The Indian ICT market is shifting toward AI-enabled PCs and enterprise cloud migrations. Distributors like RPTECH are increasingly acquiring integrators to provide 'solution-as-a-service' models, capturing higher wallet share from enterprise clients.

Key Risks to Watch

  • Integration Risk: Challenges in merging the cultures of a large distributor and a nimble service integrator.
  • Working Capital Intensity: System integration projects often involve longer credit cycles than distribution.
  • Cash Outflow: The ₹368.50 Crore cash outlay may limit immediate liquidity for other opportunistic investments.

Recent Developments

On June 20, 2026, RPTECH informed exchanges of a board meeting to evaluate M&A opportunities. Previously, in May 2026, the company reported a stellar FY26 revenue of ₹15,827.3 Crore with a 34.6% growth in net profit. Institutional investor Volrado Venture Partners recently reduced its stake to 3.22%, which was absorbed by the market through massive bulk deals.

Closing Insight

RPTECH is no longer just a middleman; with VDA, it becomes a service powerhouse. Investors should watch for margin improvements as the integration unfolds.

FAQs

How will the VDA acquisition affect RPTECH’s financial health?

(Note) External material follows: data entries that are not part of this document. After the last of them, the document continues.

Issue #335, opened 2018-09-25
Votes should be hashed according to EIP-712


schemar:
Transition objects will be hashed accordingly. It will be checked in the block store to deem a vote valid. The vote object should be constructed the same way.

See `MetaBlock` in `contracts/core`.

See also [EIP 712](https://github.com/ethereum/EIPs/blob/master/EIPS/eip-712.md) and the [example solidity implementation](https://github.com/ethereum/EIPs/blob/master/assets/eip-712/Example.sol).

Contracts:
- All contracts that work with vote hashes

schemar:
This issue is *only* about vote objects.

PR #399, opened 2018-10-22
Votes should be hashed according to EIP-712 #335

deepesh-kn:
Fixes: #335
- Created `struct VoteMessage`
- Created `struct Vote`
- Added Hashing logic as per EIP-712

Please note:  In this  PR `bytes20 coreIdentifier` is still part of `struct VoteMessage`. 
As the votes are for both origin and auxiliary chain, we need to have the `coreIdentifier` information while generating the `voteHash`.


contracts/core/PollingPlace.sol
```diff
@@ -300,28 +346,27 @@ contract PollingPlace is PollingPlaceInterface {
...
-            _targetHeight
-        );
-        Validator storage validator = getValidatorFromVote(
-            voteHash,
+            _targetHeight,
             _v,
             _r,
-            _s
-        );
+            _s);
```
schemar:
```suggestion
            _s
        );
```

deepesh-kn: Done!

deepesh-kn:
`Did you check whether it is possible to calculate the vote hash only once?`
      Yes, that was missed in the initial commit, I committed that part now, thanks!!!

contracts/core/PollingPlace.sol
```diff
@@ -70,6 +70,52 @@ contract PollingPlace is PollingPlaceInterface {
         uint256 endHeight;
     }
 
+    /** Vote message */
+    struct VoteMessage {
+
+        /** A unique identifier that identifies what chain this vote is about. */
```
schemar: Please also explain here why it has to be part of the struct.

The deal is an all-cash transaction worth ₹368.50 Crores. Given RPTECH’s FY26 net profit of ₹282.3 Crore and positive operating cash flows, the company is well-positioned to fund this without excessive debt, though short-term liquidity will be prioritized for integration.

What is the strategic rationale behind buying a 67% stake specifically?

Acquiring 67% provides RPTECH with full management control and majority voting rights while keeping the original promoters of VDA invested. This ensures continuity in system integration expertise while allowing RPTECH to consolidate the entity's ₹1,000 Crore+ revenue into its books.

Does this acquisition impact retail IT prices or availability?

Directly, no. This is an enterprise-focused deal aimed at system integration and B2B solutions. However, RPTECH's improved scale could lead to better procurement terms from global OEMs like Dell, potentially stabilizing the supply chain for high-end components.